Ensuring customer satisfaction is critical for finance providers, as more than 90% of customers who rate themselves "highly satisfied" (overall satisfaction scores of more than 800 points) indicate they "definitely will" use their current lender in the future. Moreover, more than 50% of customers indicate that they selected their provider based on inputs other than dealer recommendations. According to the study, avoidance of billing and payment errors (incorrect payment amounts listed on statements, misapplied payments, or incorrect personal account information) is the most influential key performance indicator impacting satisfaction.

Across-The-Board Satisfaction Is Vital
"Satisfying auto financing customers is not contingent on excelling in one area," said Mike Buckingham, senior director of the automotive finance practice at J.D. Power. "It's a continuum across the entire process, with the stage set during the on-boarding process--or the initial discussion with customers--and continuing through the billing and payment process. The execution of finance process best practices is more important than the innovation of new tools to complete transactions. All lenders use mostly the same technology, but the ones that execute better across all areas are the ones with the most satisfied customers."
Technology Plays Key Role During Billing and Payment Process
Buckingham notes that technology does play a key role during the billing and payment process, which is the factor with the most impact on overall satisfaction. Many customers seek not only self-service tools to set up an automatic payment system, but they also want tools to confirm that their payments were received and processed and to check the balance of their account, with many preferring to conduct these activities using their computer, tablet or smartphone.

"Lenders need to make it easy for customers to access their account anytime anywhere," said Buckingham. "That means providing a website and apps that are reliable and that make the most critical elements of the billing process easily identifiable."

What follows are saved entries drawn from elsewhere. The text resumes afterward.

PR #2189, opened 2026-02-16
Fix unwanted indexing + editor lag during indexing

logancyang:
## Summary
- **Guard against unwanted indexing**: Added `enableSemanticSearchV3` check at the top of `indexVaultToVectorStore()` in both `VectorStoreManager` and `IndexOperations` (defense-in-depth). This prevents indexing when semantic search is disabled, fixing the `applyPlusSettings()` bypass in `plusUtils.ts`.
- **Throttle progress updates**: Added `throttledUpdateIndexingCount()` in `aiParams.ts` that limits Jotai atom writes to once per 500ms (down from ~60+ per run), dramatically reducing cascading React re-renders of `Chat.tsx`, `IndexingProgressCard`, and `ChatContextMenu`.
- **Yield main thread**: Added `yieldToMainThread()` calls between embedding batches and chunk preparation batches so the browser can process editor input events during indexing.

## Test plan
- [x] `npm run build` — clean compile
- [x] `npm run test` — all 1642 tests pass
- [x] Manual: Set `enableSemanticSearchV3: false`, trigger indexing via command palette → should be blocked with log warning
- [x] Manual: Index a large vault (500+ notes), type in editor during indexing → should remain responsive
- [x] Manual: Verify progress card still updates visually during indexing (within ~500ms intervals)

### DIFF
--- a/src/aiParams.ts
+++ b/src/aiParams.ts
@@ -347,22 +347,6 @@ export function setIndexingProgressState(state: IndexingProgressState) {
 }
 
 /**
- * Resets the indexing progress state to the default (idle) state.
- * Use when indexing completes with nothing to do (e.g. index already up to date).
- */
-export function resetIndexingProgressState() {
-  settingsStore.set(indexingProgressAtom, {
-    isActive: false,
-    isPaused: false,
-    isCancelled: false,
-    indexedCount: 0,
-    totalFiles: 0,
-    errors: [],
-    completionStatus: "none",
-  });
-}
-
-/**
  * Updates specific fields in the indexing progress state.
  */
 export function updateIndexingProgressState(partial: Partial<IndexingProgressState>) {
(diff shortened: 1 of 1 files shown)


src/search/indexOperations.ts
```diff
@@ -314,11 +324,21 @@ export class IndexOperations {
...
     }
 
     return allChunks;
   }
 
+  /**
+   * Yields to the main thread so the browser can process pending input events and re-renders.
+   */
+  private yieldToMainThread(): Promise<void> {
+    return new Promise((resolve) => setTimeout(resolve, 0));
```
zeroliu: I don't quite get how this can help with the performance. Can you double check with and without this function, it will make a user-perceived difference?

logancyang: removed

logancyang:
@codex review

logancyang:
@codex review

PR #2191, opened 2026-02-19
fix: address Miyo PR review findings (privacy, dedup, architecture)

wenzhengjiang:
## Summary

Follow-up fixes from the code review of the merged Miyo integration PR (#2156).

- **P1 — Privacy**: Gate POST body from request logs behind `debug` flag — note content was being written to vault log files unconditionally on every upsert
- **P1 — Dedup**: Replace duplicated grace-period validation logic in `findRelevantNotes` with `isSelfHostAccessValid()` from `plusUtils` (single source of truth)
- **P2 — Correctness**: Spread-copy `doc.metadata` in `fromMiyoDocument` instead of mutating the API response object in place
- **P2 — Dead code**: Remove redundant `if (enabled)` wrapper in `CopilotPlusSettings` toggle handler (unreachable after early return)
- **P2 — Logging**: Gate per-document upsert log lines behind `debug` to prevent log churn on full vault reindex (thousands of lines)
- **P2 — Tests**: Rename misleading test ("no embeddings" was actually testing Miyo-primary path); add a proper no-embeddings fallback path test
- **P3 — Platform**: Add TODO comment in `MiyoServiceDiscovery` for Windows/Linux paths when Miyo ships on those platforms
- **P3 — Architecture**: Use `this.client.getDocumentsByPath()` directly in `MiyoSemanticRetriever.getExplicitChunks` instead of `VectorStoreManager` singleton, preventing data-source mismatch if backends differ
- **Low**: Remove unused `apiKeyOverride` dead parameter from `buildHeaders`; document why both `Authorization: Bearer` and `X-API-Key` headers are sent
- **Low**: Read pagination `total` only from first response in `getIndexedFiles` to avoid drift from concurrent indexing

## Test plan

- [x] All 1646 existing tests pass (`npm run test`)
- [x] ESLint clean (`npm run lint`)
- [x] New test: "falls back to Miyo when Orama docs exist but have no embeddings and have content" covers previously untested fallback path
- [x] Renamed test accurately describes Miyo-primary path behavior

### DIFF
--- a/src/search/findRelevantNotes.test.ts
+++ b/src/search/findRelevantNotes.test.ts
@@ -178,7 +178,7 @@ describe("findRelevantNotes", () => {
     expect(mockSearchRelated).not.toHaveBeenCalled();
   });
 
-  it("uses Miyo when shouldUseMiyoForRelevantNotes is true (enableMiyoSearch=true and valid self-host)", async () => {
+  it("uses Miyo when shouldUseMiyoForRelevantNotes is true (enableMiyo=true and valid self-host)", async () => {
     mockedIsSelfHostAccessValid.mockReturnValue(true);
     mockedGetSettings.mockReturnValue({
       debug: false,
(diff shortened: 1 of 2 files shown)


src/search/indexBackend/MiyoIndexBackend.ts
```diff
@@ -303,12 +306,14 @@ export class MiyoIndexBackend implements SemanticIndexBackend {
...
-      const chunkSuffix =
-        typeof chunkId === "string" && chunkId.length > 0 ? ` (chunkId: ${chunkId})` : "";
-      logInfo(`Miyo upsert document ${doc.id} @ ${doc.path}${chunkSuffix}`);
-    });
+    if (getSettings().debug) {
+      docs.forEach((doc) => {
+        const chunkId = doc.metadata?.chunkId;
+        const chunkSuffix =
+          typeof chunkId === "string" && chunkId.length > 0 ? ` (chunkId: ${chunkId})` : "";
+        logInfo(`Miyo upsert document ${doc.id} @ ${doc.path}${chunkSuffix}`);
```
logancyang: logInfo logWarn logError utils are already aware of the debug flag. This is unnecessary. That review was a false positive

wenzhengjiang: Let me add this to AGENTS.md.

logancyang:
@codex review

logancyang:
@wenzhengjiang we should deprecate explicit chunks and use filterRetriever for path reads. In the future the acp agent won't need this either.

PR #2198, opened 2026-02-20
Miyo indexing: reset batch size on enable and apply updates after resume

wenzhengjiang:
## Summary
- reset `embeddingBatchSize` to `DEFAULT_SETTINGS.embeddingBatchSize` when users enable Miyo Search
- update the Miyo enable confirmation copy to explain the reset and that users with strong hardware can increase batch size later in QA settings
- fix pause/resume indexing flow so updated batch-size config is applied after resume
- switch indexing batch iteration to dynamic stepping (`i += batch.length`) to avoid skipped chunks when batch size changes mid-run

## Validation
- npm run format
- npm run lint
- npm run lint -- src/search/indexOperations.ts

### DIFF
--- a/src/search/indexOperations.ts
+++ b/src/search/indexOperations.ts
@@ -475,8 +475,11 @@ export class IndexOperations {
           this.cancelIndexing();
           return;
         }
-        this.state.totalFilesToIndex = files.length;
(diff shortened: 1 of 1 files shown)


wenzhengjiang:
@codex review

PR #2210, opened 2026-02-24
feat: add configurable output folder for converted document markdown

logancyang:
## Summary

- **Configurable output folder for converted docs**: New "Store converted markdown at" setting under Document Processor (Copilot Plus). When set, converted markdown from pdf4llm/docs4llm is saved to the specified vault folder with readable flat naming (`{basename}.md`). Empty = disabled. Suggested path: `copilot/converteddocs` (already excluded from indexing by default via `qaExclusions`).
- **Miyo PDF routing in project mode**: PDFs are now routed through Miyo's `parse-doc` endpoint in project mode when self-host is enabled, not just in non-project mode.
- **Self-host privacy preservation**: When Miyo fails to parse a PDF in self-host mode, we never fall back to the cloud API. In project mode (`Docs4LLMParser`) this throws so `executeWithProcessTracking` correctly marks the file as failed/retriable. In non-project mode (`PDFParser`) it returns an error string to the chat.
- **MiyoParseResult type**: Replaces the previous `string | null` return with a discriminated union (`null | {content} | {error}`) so Miyo error details (empty text, network failure, path issues) propagate to the user instead of generic messages.
- **Content-dedup on write**: `saveConvertedDocOutput` compares existing file content before writing, preventing mtime churn that triggers re-indexing/sync on every project refresh.
- **Cache-hit export**: All cache-hit paths (PDFParser, Docs4LLMParser, ProjectManager) now trigger `saveConvertedDocOutput`, so enabling the setting retroactively works without clearing caches.
- **Collision handling**: Double-underscore (`__`) path separator for disambiguation, with source-header verification and a final guard against overwrites.
- **TODO comments**: Request timeout in MiyoClient, batch progress feedback in ProjectManager.

## Test plan

- [x] All 1678 unit tests pass
- [x] Enable "Store converted markdown at" with `copilot/converteddocs`, process a PDF — verify `.md` file appears with `<!-- source: ... -->` header
- [x] Change the setting path, reprocess — verify output appears in new location
- [x] Leave setting empty — verify no output files created
- [x] Enable self-host + Miyo, process a normal PDF — verify Miyo is used
- [ ] Enable self-host + Miyo, process a failing PDF — verify error thrown (no cloud fallback), file marked as failed in project load tracker
- [x] Disable self-host, process a PDF — verify pdf4llm cloud API is used as before
- [ ] Process two PDFs with same basename from different folders — verify disambiguation naming

### DIFF
--- a/CLAUDE.md
+++ b/CLAUDE.md
@@ -241,6 +241,17 @@ For detailed architecture diagrams and documentation, see [`MESSAGE_ARCHITECTURE
 - Test files adjacent to implementation (`.test.ts`)
 - Use `@testing-library/react` for component testing
 
+### Avoiding Deep Dependency Chains in Tests
+
+This codebase has deep transitive import chains (e.g. a utility → cache → searchUtils → embeddingManager → brevilabsClient → plusUtils → Modal). Importing any module in this chain from a test requires mocking the entire tree, which is brittle and verbose.
+
+**Rules for new code:**
+
+1. **Pass data, not services** — If a function only needs a string (like `outputFolder`), accept it as a parameter. Don't give it access to the entire settings singleton.
+2. **Singletons at the edges only** — `getSettings()`, `PDFCache.getInstance()`, `BrevilabsClient.getInstance()` should only be called in top-level orchestration (constructors, main entry points). Inner functions receive what they need as parameters.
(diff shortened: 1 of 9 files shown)


logancyang:
@codex review

logancyang:
@codex review

logancyang:
@codex review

Lincoln Automotive Tops 2014 Rankings
Lincoln Automotive Financial Services (867) ranks highest in the luxury segment for a second consecutive year, performing highest in the billing and payment process and website factors. Lexus Financial Services (859) ranks second and Audi Financial Services (854) ranks third.

Volkswagen Credit ranks highest in the mass market segment, with a score of 836, and scores highest in billing and payment process (tied with Ford Credit) and website. Ford Credit ranks second with a score of 835 and Honda Financial Services ranks third with 829.

Consumer Tips
Based on the Consumer Financing Satisfaction Study, J.D. Power offers the following consumer tips on auto financing:
  • Check various consumer publications and websites to find customer feedback and ratings on various automotive lenders.
  • If the lender associated with your chosen make of vehicle has a less-than-outstanding reputation for service, consider alternatives, such as borrowing from a bank or a private lender.
  • Discuss the lending, billing, and payment process with your dealer and/or lender prior to purchase, so you'll know what to expect.

About the Study
The 2014 U.S. Consumer Financing Satisfaction Study is based on responses from 20,670 new- and used-vehicle purchasers or lessees who obtained a vehicle loan or lease. The study includes vehicles financed for model years 2010 through 2014. The study was fielded between July and September 2014.